PR #399, opened 2023-12-15
Feedback button added

jakethekoenig:
If you click the button and enter optional feedback your transcript is backed up to an s3 button and we are notified on slack via a lambda.

There's definitely a lot to improve:
* The UX of the dialog.
* There should be a `/feedback` command.
* The lambda should probably be in version control in this repo and deployed via github action.
* The s3 bucket should sit behind a url like transcripts.mentat.ai
* As our jinja templates get more complicated we should eventually introduce some automated linting/testing for them.

But I'd rather not spend too much time polishing. I think we'll get a lot of value from this as it is.

### DIFF
--- a/mentat/resources/templates/css/transcript.css
+++ b/mentat/resources/templates/css/transcript.css
@@ -93,6 +93,26 @@ pre {
     cursor: pointer;
 }
 
+.feedback_button {
+    position: absolute;
+    bottom: 20px;
+    right: 70px;
+    cursor: pointer;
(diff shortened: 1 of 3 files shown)


PCSwingle (approved):
I agree that it's pretty basic, but definitely good for now! Definitely think a /feedback command would be good. One other thing I would do is make the feedback button a bit larger; it's super easy to miss as it is in the bottom right of the screen. Thanks for adding this!

PR #402, opened 2023-12-16
remove extra ask_yes_no for deleting files

granawkins:


PCSwingle (approved):
Thanks for doing this!

PR #404, opened 2023-12-18
Implement Poetry for Dependency Management

use-the-fork:
#### Description

This PR represents a significant update in how we handle dependency management in our project. We have removed the traditional `dev-requirements.txt` and `requirements.txt` files and have transitioned to using Poetry. This change aims to simplify the declaration and management of dependencies and ensure consistent installs across various environments.

#### Changes

- Deleted `dev-requirements.txt`
- Deleted `requirements.txt`
- Added `poetry.lock` file
- Moved all dependencies previously listed in `requirements.txt` and `dev-requirements.txt` to the new Poetry lock file

#### Rationale

Poetry provides several advantages over traditional requirements files:

1. **Simplified Dependency Declaration:** Poetry uses the `pyproject.toml` file to declare dependencies, making it more straightforward and readable.
2. **Dependency Locking:** With the `poetry.lock` file, we can lock the versions of our dependencies, ensuring that every developer and environment uses the same versions, leading to fewer "it works on my machine" issues.
3. **Streamlined Dependency Resolution:** Poetry resolves dependencies in a more sophisticated way, reducing the chances of version conflicts.

#### How to Test

1. Ensure Poetry is installed on your system.
2. Run `poetry install` to install dependencies from the new `poetry.lock` file.
3. Run your usual test suite to ensure everything works as expected.

#### Additional Notes

- Developers should now use Poetry commands to manage dependencies.
- The CI/CD pipeline will need to be updated to reflect this change in dependency management.


biobootloader:
Thanks @use-the-fork! I haven't used Poetry before but will look into it so I better understand the benefits here.

gregory-lifhits-assaabloy:
> Thanks @use-the-fork! I haven't used Poetry before but will look into it so I better understand the benefits here.

no problem! There are a bunch of benefits but the big one for me is the fact that it automatically creates a venv for Mentat to run in. Dependency management is better too. Let me know what else you may need from me on this. I am working on getting the above tests working. 

Great work on this project btw its been a real game changer for me!

PR #409, opened 2023-12-19
Fix for #408 (explicitly use AsyncAzureOpenAI when required)

### LINKED ISSUE #408: Azure OpenAI no longer after updating to openai 1.x
In #303, the version of the `openai` library was updated. This has caused Azure OpenAI to no longer work with mentat by simply setting the `OPENAI_API_BASE` environment variable. Crucially, support for setting the required `api_version` parameter was removed from the "regular" `OpenAI` class, and is now only available on the new, separate `AzureOpenAI` class:

https://github.com/openai/openai-python/blob/main/README.md#microsoft-azure-openai
https://github.com/openai/openai-python/discussions/742

Fortunately, other than that, the Azure-specific client is mostly a drop-in replacement for the prior generic one. I have a proposed fix that I will open a PR for shortly.

laszlovandenhoek:
Fixes #408

### DIFF
--- a/README.md
+++ b/README.md
@@ -66,6 +66,13 @@ You'll need to have API access to GPT-4 to run Mentat. There are a few options t
 2. Run `export OPENAI_API_KEY=<your key here>` prior to running Mentat
 3. Place the previous command in your `.bashrc` or `.zshrc` to export your key on every terminal startup
 
+### Azure OpenAI
+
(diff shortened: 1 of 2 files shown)


PCSwingle (approved):
Thanks for fixing this! It is really weird that Azure has a different model name than the normal OpenAI API haha

laszlovandenhoek:
Yeah, that was a real head scratcher. Hence the "🙄"... but thanks for linting my code!

PR #410, opened 2023-12-19
Files outside cwd can be edited

jakethekoenig:
The code_file_manager uses absolute paths as keys but paths passed in may not be resolved leading to keyerrors. The cwd passed to sessions are also now resolved.

To be concrete this fixed two bugs:
* If you started mentat with `mentat --cwd mentat` (from outside the mentat dir) you could not make file edits.
* If you added a file outside the cwd such as `mentat ~/.zshrc` (assuming you're not in home) you could not edit it.

### DIFF
--- a/mentat/code_file_manager.py
+++ b/mentat/code_file_manager.py
@@ -102,7 +102,7 @@ class CodeFileManager:
                 continue
 
             if not file_edit.is_creation:
-                stored_lines = self.file_lines[file_edit.file_path]
+                stored_lines = self.get_file_lines(file_edit)
                 if stored_lines != self.read_file(file_edit.file_path):
                     logging.info(
                         f"File '{file_edit.file_path}' changed while generating changes"
@@ -152,3 +152,7 @@ class CodeFileManager:
             ]
             text = "\n".join(filtered_lines)
         return sha256(text)
+
+    def get_file_lines(self, file_edit: FileEdit) -> list[str]:
+        path = file_edit.file_path.resolve()
+        return self.file_lines[path]
--- a/mentat/code_file_manager.py
+++ b/mentat/code_file_manager.py
@@ -102,7 +102,7 @@ class CodeFileManager:
                 continue
 
             if not file_edit.is_creation:
-                stored_lines = self.get_file_lines(file_edit)
+                stored_lines = self.file_lines[file_edit.file_path]
                 if stored_lines != self.read_file(file_edit.file_path):
                     logging.info(
                         f"File '{file_edit.file_path}' changed while generating changes"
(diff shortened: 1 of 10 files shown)


mentat/python_client/client.py
```diff
@@ -20,7 +20,7 @@ def __init__(
         pr_diff: str | None = None,
         config: Config = Config(),
     ):
-        self.cwd = cwd
+        self.cwd = cwd.resolve()
```
PCSwingle, line 23: We should probably also expand home

mentat/terminal/client.py
```diff
@@ -244,7 +244,7 @@ def run_cli():
     Config.add_fields_to_argparse(parser)
     args = parser.parse_args()
 
-    cwd = args.cwd
+    cwd = Path(args.cwd).resolve()
```
PCSwingle, line 247: Same here

mentat/code_file_manager.py
```diff
@@ -102,7 +102,7 @@ async def write_changes_to_files(
                 continue
 
             if not file_edit.is_creation:
-                stored_lines = self.file_lines[file_edit.file_path]
+                stored_lines = self.get_file_lines(file_edit)
```
PCSwingle, line 105: Hmm, file edit's aren't supposed to have relative paths (it should always be absolute); how do I reproduce the problem? I think we should fix the actual problem (file edit not having absolute paths) rather than throwing this bandaid on it

jakethekoenig: I updated the description with two ways to reproduce. They are absolute. But they also have '..''s in them.

jakethekoenig: e.g. I get errors like: `KeyError: PosixPath('/home/jake/Development/mentat/../../dotfiles/zsh/zshrc')`

jakethekoenig: Oh yeah, I'll do that. It'll probably fix another bug I've noticed that isn't fixed by this: the line numbers aren't displayed correctly while streaming:
image

jakethekoenig: Display info also fixed now.

mentat/parsers/block_parser.py
```diff
@@ -149,9 +149,12 @@ def _special_block(
...
             raise ModelError("Error: Model output malformed edit.")
 
-        file_lines = self._get_file_lines(
-            code_file_manager, rename_map, deserialized_json.file
+        full_path = (cwd / deserialized_json.file).resolve()
+        rename_file_path = (
+            (cwd / deserialized_json.name).resolve() if deserialized_json.name else None
         )
+
+        file_lines = self._get_file_lines(code_file_manager, rename_map, full_path)
```
PCSwingle, line 157: This is going to lead to a bug when renaming files; _get_file_lines expects a relative path; I'm going to see if I can change the rename map to use absolute paths instead.

PCSwingle (approved):
Thanks for finding and fixing this!

PR #214, opened 2026-05-28
[acc,mlkem] Make KYBER_K a runtime argument

mkannwischer:
This PR changes KYBER_K from a compiler-time constant to a run-time argument in all ML-KEM sources. This will allow to build a single binary that has support for all ML-KEM parameter sets without any unnecessary code duplication.

I left the incremental changes as separate commit to ease review (each commit passes tests), but we can likely squash into a single commit before merging.


sw/acc/crypto/mlkem/poly.s
```diff
@@ -188,30 +177,50 @@ poly_getnoise_eta_init:
 
 .globl poly_getnoise_eta_1
 poly_getnoise_eta_1:
+  /* eta1 = 3 for ML-KEM-512 (K=2), eta1 = eta2 = 2 for ML-KEM-768/1024
+   * (K=3,4). Dispatch on x14 to the matching CBD sampler. */
+  li  x28, 2
```
pqcfox, line 182: Possible consideration for later: would we potentially want to branch on hardened values for `KYBER_K` as defense-in-depth for branches such as the one directly below this? (not sure how significant of an impact this would have, especially since the actual `KYBER_K` value necessarily is used in offset arithmetic here, but thought I'd mention)

sw/acc/crypto/mlkem/poly.s
```diff
@@ -188,30 +177,50 @@ poly_getnoise_eta_init:
...
+  beq x14, x28, poly_getnoise_cbd3
+  beq x0, x0, poly_getnoise_cbd2
```
pqcfox: [super nit] tail-call with `jal x0, poly_getnoise_cbd2` might match a more common idiom w/ other ACC code? (may also indicate end-of-function more clearly to static analysis tooling--iirc it explicitly detects this tail-call idiom, but I'd need to check on that)

sw/acc/crypto/mlkem/pack_ciphertext.s
```diff
@@ -29,15 +24,13 @@
  * @param[in]  x11: dptr_input, dmem pointer to input polynomial
  * @param[out] x12: dptr_output, dmem pointer to output byte array
  * @param[in]  x13 (w3): const_80635
- * @param[in]  x14 (w6): modulus_bn
```
pqcfox, line 32: (clarification q, was this being used prior?)

sw/acc/crypto/mlkem/mlkem_decap.s
```diff
@@ -272,37 +194,27 @@ crypto_kem_dec:
...
   /* Set frame pointer */
   addi fp, sp, 0
-#if KYBER_K == 2
-    li  t0, -3296
-#elif KYBER_K == 3
-    li  t0, -4320
-#elif KYBER_K == 4
-    li  t0, -5344
-#endif
+  li   t0, -5344
```
pqcfox, line 203: Possible consideration for later: would it be worth evaluating the stack overhead on ML-KEM-512 from taking worst-case offsets? wondering if for very small DMEM configruations if this would an impact (not that this needs to be addressed in this PR, just if it's something to note for later).

sw/acc/crypto/mlkem/mlkem_indcpa_enc.s
```diff
@@ -338,13 +264,16 @@ indcpa_enc:
       la   x28, twiddles_basemul
       jal  x1, basemul_acc
       addi a1, a1, POLY /* points back to A[0][1] */
-    .endr
+2:
```
pqcfox: [super nit] labels here/below could be named to suggest that the loop skip is to prevent `LOOP` failing on a zero input

pqcfox (approved):
Looks fantastic, kudos on getting this done!

sw/acc/crypto/mlkem/poly.s
mkannwischer: It would be good to write this on a list to consider later, yes. One practical issue with that is that it's often used to control how often a loop runs. But in places where we branch on it, we should use hardened values.

sw/acc/crypto/mlkem/mlkem_decap.s
mkannwischer: Do I understand correctly that you wonder if we could fit ML-KEM-512 only into less DMEM? We should evaluate that. Probably 768 is more important - as far as I am aware no one is really using 512. 

I can imagine that we will at some point have a configuration where only one parameter set it supported. This can also be very useful to support smaller code size.

sw/acc/crypto/mlkem/pack_ciphertext.s
mkannwischer: That was just stale doc that I cleaned up on the way.

PR #217, opened 2026-06-01
[acc] Minor improvements to information-flow checker

mkannwischer:
This PR cherry-picks @jadephilipoom's PR from https://github.com/zerorisc/expo/pull/246. There are going to be two follow-up PRs.

Original PR description:

These were some small improvements I made along the way towards a bigger extension to the information-flow checker that I'll post as a follow-up PR; I separated these out for easier review. There's more detail in the commit messages, but in summary:

- print out control-flow nodes more nicely for debugging
- automatically resolve branches where both sides of the comparison are known constants
- allow specifying public values instead of secret values for constant-time checks, which makes it easier to ensure nothing has been forgotten


pqcfox (approved):
Looks perfect, thank you so much!

PR #223, opened 2026-06-02
[acc] Auto-discover in-tree LLVM toolchain in find_tool

mkannwischer:
It was reported by @phamhnh that when trying to run `acc_as.py` directly, one gets this unhelpful and wrong error message:
```
Unable to find 'riscv32-unknown-elf-gcc' in PATH or in '/tools/riscv/bin'. Set the 'RV32_TOOL_GCC' or TOOLCHAIN_PATH environment variable if you installed your RISC-V toolchain in an alternate location. (Hint: if you installed the toolchain via Bazel, this is likely 'bazel-pavona/external/lowrisc_rv32imcb_files/' )
```

The toolchain now actually lives under `bazel-pavona/external/toolchains_llvm++llvm+llvm_toolchain_llvm/bin/`, but I believe we can just auto-discover it.

This PR fixes the erorr message, and also makes `acc_as.py` auto-dicover the toolchain installed via bazel.

### DIFF
--- a/hw/ip/acc/util/shared/toolchain.py
+++ b/hw/ip/acc/util/shared/toolchain.py
@@ -1,8 +1,42 @@
 # Copyright lowRISC contributors (OpenTitan project).
+# Copyright zeroRISC Inc.
 # Licensed under the Apache License, Version 2.0, see LICENSE for details.
 # SPDX-License-Identifier: Apache-2.0
 
+import glob
 import os
+from typing import Optional
+
+
+# GNU-style tool name -> the binary the in-tree LLVM toolchain provides.
+_LLVM_TOOL_NAMES = {
+    'gcc': 'clang',
+    'as': 'clang',
+    'ld': 'ld.lld',
+    'ar': 'llvm-ar',
+    'objcopy': 'llvm-objcopy',
+    'objdump': 'llvm-objdump',
+}
+
+
+def _find_bazel_llvm_tool(tool_name: str) -> Optional[str]:
+    '''Find tool_name in the Bazel LLVM toolchain under bazel-*/external/.'''
+    llvm_name = _LLVM_TOOL_NAMES.get(tool_name)
+    if llvm_name is None:
+        return None
+
+    repo_root = os.path.dirname(os.path.abspath(__file__))
+    while not os.path.exists(os.path.join(repo_root, 'MODULE.bazel')):
+        parent = os.path.dirname(repo_root)
+        if parent == repo_root:
+            return None
+        repo_root = parent
+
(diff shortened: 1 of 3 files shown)


hw/ip/acc/util/shared/toolchain.py
```diff
@@ -15,10 +49,11 @@ def find_tool(tool_name: str) -> str:
     2. Use the path set in $TOOLCHAIN_PATH/bin/riscv32-unknown-elf-<tool_name>.
     3. Look for riscv32-unknown-elf-<tool_name> in the system PATH.
     4. Look in the default toolchain install location, /tools/riscv/bin.
+    5. Fall back to the in-tree LLVM toolchain under bazel-*/external/.
```
mkannwischer, line 52: I'm unsure what order we want to try this in. I'd say the default for most users would be the toolchain installed via bazel, but I do see that one may want to overwrite it.

Thoughts @rtorok-zr?

mkannwischer: This order is probably not what we want because if someone has the old toolchain in their PATH or has set RV32_TOOL_XXX set to an old toolchain, we get very unexpected behavior.

rtorok-zr: The general practice is that this shouldn't be overridable. If the system PATH could override the binary, we start having machine-specific issues, which is what Bazel is trying to prevent. May take is that the in-tree LLVM toolchain should always be default.

util/acc_build.py
```diff
@@ -122,13 +124,12 @@ def call_acc_ld(src_files: List[Path], out_file: Path,
 
 
 def call_rv32_objcopy(args: List[str]):
-    rv32_tool_objcopy = os.environ.get('RV32_TOOL_OBJCOPY',
-                                       'riscv32-unknown-elf-objcopy')
+    rv32_tool_objcopy = os.environ.get('RV32_TOOL_OBJCOPY') or find_tool('objcopy')
```
rtorok-zr, line 127: In line with my comment above, I recommend just removing the `RV_TOOL_*` environment variables from this script. They existed prior to the LLVM migration because the build system was relying on an out-of-tree RISC-V toolchain.

hw/ip/acc/util/shared/toolchain.py
mkannwischer: I agree. I'm in favour of making that the only supported way. Then we can discard this PR and greatly simplify the toolchain.py.

Thinking about it more, I guess we also should discourage invoking acc_as.py directly. Maybe we can emit a warning nudging users to use the corresponding bazel target directly? And then eventually we turn that into an error. WDYT?

/cc @fragglet @adurbin-zr

PR #185, opened 2026-05-22
[doc] Update block diagrams

qmn:
Change their name, fix dark mode rendering quirks in the legend, and add fallback fonts.

PR #224, opened 2026-06-02
[doc,site] Use white background as default for SVGs

fish:
This adds a white background to SVGs by default when the dark theme is selected. This improves readability of many diagrams.

### DIFF
--- a/README.md
+++ b/README.md
@@ -1,4 +1,4 @@
-![Pavona logo](./doc/pavona-logo-lockup.svg)
+![Pavona logo](./doc/pavona-logo-lockup.svg#no-bg)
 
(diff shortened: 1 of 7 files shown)


vlpannel (approved):
LGTM! Though I will note that for the `top_egret` and `top_darjeeling` block diagrams, having a white background will not change readability (fixed in #185).

fish:
> LGTM! Though I will note that for the `top_egret` and `top_darjeeling` block diagrams, having a white background will not change readability (fixed in #185).

Yep! Thanks, I added a `#no-bg` hash to those diagrams so that no background is placed in dark mode.

PR #225, opened 2026-06-03
[ci] Limit resources of weekly runs

LouisTheLuis:
Reduce concurrent jobs to 28.


rtorok-zr (approved):
Not sure how much effect lowering the job count from 32 to 28 will have, but let's go ahead and try.

PR #226, opened 2026-06-03
[ipgen] Include argument for removing top references

LouisTheLuis:
This commit includes a new flag `--no-top` that can be passed to ipgen to generate IP files without having references that are top-dependent (e.g. references in README.md files to other IPs that would exist in a top, like AST).


vlpannel (approved):
LGTM! Just remember to re-run topgen to fix the lint error on generated files.

PR #231, opened 2026-06-04
[ci,bitstream] Optimize resource usage for bitstream cache check

rtorok-zr:
The Vivado runner environment on CI has more limited throughput than the basic software environment, due to the long running time and high resource requirements of bitstream builds. This PR updates the CI script for building FPGA bitstreams to use a more lightweight runner environment for checking the bitstream cache, preventing workflows that would receive a cache hit from becoming blocked on other Vivado builds.


qmn (approved):
Very neat, thanks! LGTM (but let's give CI a go).

PR #232, opened 2026-06-04
[pentest] remove invalid ECDH keyblob zeroing

prusnak:
Remove the attempted zeroing of the second ECDH private-key share via memcpy(..., 0, ...). The second argument to memcpy is a source pointer, so passing 0 would read from the null address rather than write zeroes.

The full keyblob is already cleared with memset before copying the first share, so the second share remains zero-initialized without any additional operation.

### DIFF
--- a/sw/device/tests/penetrationtests/firmware/sca/cryptolib_sca_asym_impl.c
+++ b/sw/device/tests/penetrationtests/firmware/sca/cryptolib_sca_asym_impl.c
@@ -227,8 +227,6 @@ status_t cryptolib_sca_p256_ecdh_impl(
   uint32_t private_keyblob[kPentestP256MaskedPrivateKeyWords * 2];
   memset(private_keyblob, 0, sizeof(private_keyblob));
   memcpy(private_keyblob, uj_input.private_key, P256_CMD_BYTES);
-  memcpy(private_keyblob + kPentestP256MaskedPrivateKeyWords, 0,
-         P256_CMD_BYTES);
   otcrypto_blinded_key_t private_key = {
       .config =
           {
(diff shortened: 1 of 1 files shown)


mkannwischer (approved):
Thanks @prusnak for spotting and fixing this!

I agree with your assessment that this is wrong and the two lines are unnecessary anyway. The fix looks good to me!

We should really be catching such bugs automatically. I'll look into that.

Will you be able to sign the CLA? Let me know if we can help.

mkannwischer:
> Thanks @prusnak for spotting and fixing this!
> 
> I agree with your assessment that this is wrong and the two lines are unnecessary anyway. The fix looks good to me!
> 
> We should really be catching such bugs automatically. I'll look into that.
> 
> Will you be able to sign the CLA? Let me know if we can help.

I dug a bit deeper: The reason that this does not result in a NULL-pointer dereference is that the `memcpy` implementation checks for NULL pointers. This is thus a no-op:
https://github.com/pavona/pavona/blob/194493ec6536b5c902b831d038e924393288e80c/sw/device/lib/base/memory.c#L61-L66

I'm wondering if that NULL check there serves any purpose. According to the C11 standard (which is the semantics that our `memcpy` claims to implement), passing NULL pointers is undefined behaviour. I'm inclined to remove the NULL check and mark input pointers to `memcpy` and other memory operations as non-null. Then the compiler would warn you if you try to pass a NULL pointer. I'll open a PR for that shortly as it flagged another similar bug. 
This will need broader discussion, though, as I may be missing something here.

prusnak:
> Will you be able to sign the CLA? Let me know if we can help.

I already did yesterday.

mkannwischer:
> > Will you be able to sign the CLA? Let me know if we can help.
> 
> I already did yesterday.

Cool, thanks!
@rtorok-zr can you get that setup, so we can get this PR merged?

mkannwischer:
recheck

pqcfox (approved):
Thank you so much for catching this!

mkannwischer:
The CI failures are unrelated to this change. Thanks again @prusnak!

PR #233, opened 2026-06-05
[base] mark mem* operations as nonnull 

mkannwischer:
- Depends on #232 as this would have flagged that bug

Annotate memcpy/memset/memcmp/memrcmp/memchr/memrchr with
`__attribute__((nonnull))` via a new `OT_NONNULL` macro, so the compiler
rejects null pointer arguments at compile time under
-Wnonnull (already on via -Wall -Werror). This catches bugs like the
invalid ECDH keyblob zeroing fixed in the previous commits.

Also remove memcpy's "if (dest == NULL || src == NULL)
return dest;" guard. It conflicted with the nonnull attribute.
That check hides bugs instead of serving a real purpose.

### DIFF
--- a/sw/device/tests/penetrationtests/firmware/fi/cryptolib_fi_asym_impl.c
+++ b/sw/device/tests/penetrationtests/firmware/fi/cryptolib_fi_asym_impl.c
@@ -667,8 +667,6 @@ status_t cryptolib_fi_p256_ecdh_impl(
   uint32_t private_keyblob[kPentestP256MaskedPrivateKeyWords * 2];
   memset(private_keyblob, 0, sizeof(private_keyblob));
   memcpy(private_keyblob, uj_input.private_key, P256_CMD_BYTES);
-  memcpy(private_keyblob + kPentestP256MaskedPrivateKeyWords, 0,
-         P256_CMD_BYTES);
   otcrypto_blinded_key_t private_key = {
       .config =
           {
@@ -893,8 +891,6 @@ status_t cryptolib_fi_p384_ecdh_impl(
   uint32_t private_keyblob[kPentestP384MaskedPrivateKeyWords * 2];
   memset(private_keyblob, 0, sizeof(private_keyblob));
   memcpy(private_keyblob, uj_input.private_key, P384_CMD_BYTES);
-  memcpy(private_keyblob + kPentestP384MaskedPrivateKeyWords, 0,
-         P384_CMD_BYTES);
   otcrypto_blinded_key_t private_key = {
       .config =
           {
--- a/sw/device/lib/base/macros.h
+++ b/sw/device/lib/base/macros.h
@@ -448,6 +448,12 @@ extern "C++" {
 #define OT_WARN_UNUSED_RESULT __attribute__((warn_unused_result))
 
 /**
+ * Marks all pointer parameters as non-null so the compiler warns (`-Wnonnull`)
+ * when a NULL/0 argument is passed.
+ */
+#define OT_NONNULL __attribute__((nonnull))
+
+/**
  * Attribute for weak functions that can be overridden, e.g., ISRs.
  */
 #define OT_WEAK __attribute__((weak))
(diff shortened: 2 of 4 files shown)


mkannwischer:
@qmn @pqcfox @fragglet, I'd appreciate your thoughts on this change. Does anyone see a reason to keep the NULL-check in `memcpy`? Keeping it could hide similar bugs as the one spotted here.

Note that you cannot have `__attribute__((nonnull))` AND check for NULL, because the former tells the compiler that the pointers cannot be NULL so it would optimize away the NULL-check (and it warns about it via `-Wtautological-compare`).

fragglet:
> @qmn @pqcfox @fragglet, I'd appreciate your thoughts on this change. Does anyone see a reason to keep the NULL-check in `memcpy`? Keeping it could hide similar bugs as the one spotted here.

To the best of my knowledge, it's undefined behavior what happens if you pass a `NULL` pointer to `memcpy`, `memmove`, etc. I'm not sure why there's this special case in the current implementation - it seems counterproductive. Better to allow the compiler to detect cases like these.

One minor detail you might want to consider with this PR is the one of `memcpy(x, NULL, 0)`. Sometimes you can have a case like this:
```c
uint8_t *mybuf = NULL;
size_t mybuf_len = 0;

if (something) {
   mybuf_len = 1234;
   mybuf = malloc(mybuf_len);
   ...
}

// Sometimes we have something to add, but if not, mybuf might be NULL
memcpy(dest, mybuf, mybuf_len);
```
[A recent proposal for the next C standard](https://www.open-std.org/jtc1/sc22/wg14/www/docs/n3322.pdf) makes it valid to pass `NULL` in this case but presumably this PR could lead to spurious warnings.

mkannwischer:
> > @qmn @pqcfox @fragglet, I'd appreciate your thoughts on this change. Does anyone see a reason to keep the NULL-check in `memcpy`? Keeping it could hide similar bugs as the one spotted here.
> 
> To the best of my knowledge, it's undefined behavior what happens if you pass a `NULL` pointer to `memcpy`, `memmove`, etc. I'm not sure why there's this special case in the current implementation - it seems counterproductive. Better to allow the compiler to detect cases like these.
> 
> One minor detail you might want to consider with this PR is the one of `memcpy(x, NULL, 0)`. Sometimes you can have a case like this:
> 
> ```c
> uint8_t *mybuf = NULL;
> size_t mybuf_len = 0;
> 
> if (something) {
>    mybuf_len = 1234;
>    mybuf = malloc(mybuf_len);
>    ...
> }
> 
> // Sometimes we have something to add, but if not, mybuf might be NULL
> memcpy(dest, mybuf, mybuf_len);
> ```
> 
> [A recent proposal for the next C standard](https://www.open-std.org/jtc1/sc22/wg14/www/docs/n3322.pdf) makes it valid to pass `NULL` in this case but presumably this PR could lead to spurious warnings.

I don't think this will lead to spurious warnings as it will only warn if it can statically determine that the pointer is `NULL`. [glibc](https://sourceware.org/git/?p=glibc.git;a=blob;f=string/string.h;h=743395b3e3b2dd52194b1a6b8c34df4f8b56d8a1;hb=HEAD#l47) also uses `nonnull` , so they would have the same problem?

fragglet:
Yep, to be clear I'm happy with this PR as it stands - just wanted to note a few details.

fragglet (approved):

sw/device/tests/penetrationtests/firmware/fi/cryptolib_fi_asym_impl.c
```diff
@@ -667,8 +667,6 @@ status_t cryptolib_fi_p256_ecdh_impl(
   uint32_t private_keyblob[kPentestP256MaskedPrivateKeyWords * 2];
   memset(private_keyblob, 0, sizeof(private_keyblob));
   memcpy(private_keyblob, uj_input.private_key, P256_CMD_BYTES);
-  memcpy(private_keyblob + kPentestP256MaskedPrivateKeyWords, 0,
```
fragglet, line 670: Are these supposed to be `memset`s?

prusnak: No. Memset which zeroes the whole structure is 2 lines above.

fragglet: Quite so, thanks.

PR #235, opened 2026-06-08
[acc,util] Add endloop pseudo-op for loop-body size checks

mkannwischer:
acc_as gains an optional, assembler-only endloop psuedo-instruction for the end of a LOOP/LOOPI body.
When present, acc_as emits an as check that the
body is exactly bodysize instructions long (comparing the byte distance to the loop's declared bodysize), so a miscounted loop fails to assemble. A stray endloop with no open loop is reported by acc_as directly.

endloop is opt-in: existing code that does not use it assembles unchanged. The check is done by the assembler on the final byte layout, so it remains correct even when using macros or assembly directives like .rept.

Mismatching body counts are printed as
```
error: loop: loop body size does not match declared bodysize (2)
```

### DIFF
--- a/hw/ip/acc/data/base-insns.yml
+++ b/hw/ip/acc/data/base-insns.yml
@@ -636,6 +636,16 @@
     - A `LOOP` error if `iterations` is zero.
     - *loop-at-end
 
+- mnemonic: endloop
+  synopsis: Mark end of a loop body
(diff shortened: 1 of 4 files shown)


pqcfox (approved):
Looks excellent, thanks so much for adding this!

* [What the task requires]: Print, please, the lines from the first line of the material through the line that contains "linting/testing for them.", exactly as written and with nothing added.

* [Exercise response]:
PR #399, opened 2023-12-15
Feedback button added

jakethekoenig:
If you click the button and enter optional feedback your transcript is backed up to an s3 button and we are notified on slack via a lambda.

There's definitely a lot to improve:
* The UX of the dialog.
* There should be a `/feedback` command.
* The lambda should probably be in version control in this repo and deployed via github action.
* The s3 bucket should sit behind a url like transcripts.mentat.ai
* As our jinja templates get more complicated we should eventually introduce some automated linting/testing for them.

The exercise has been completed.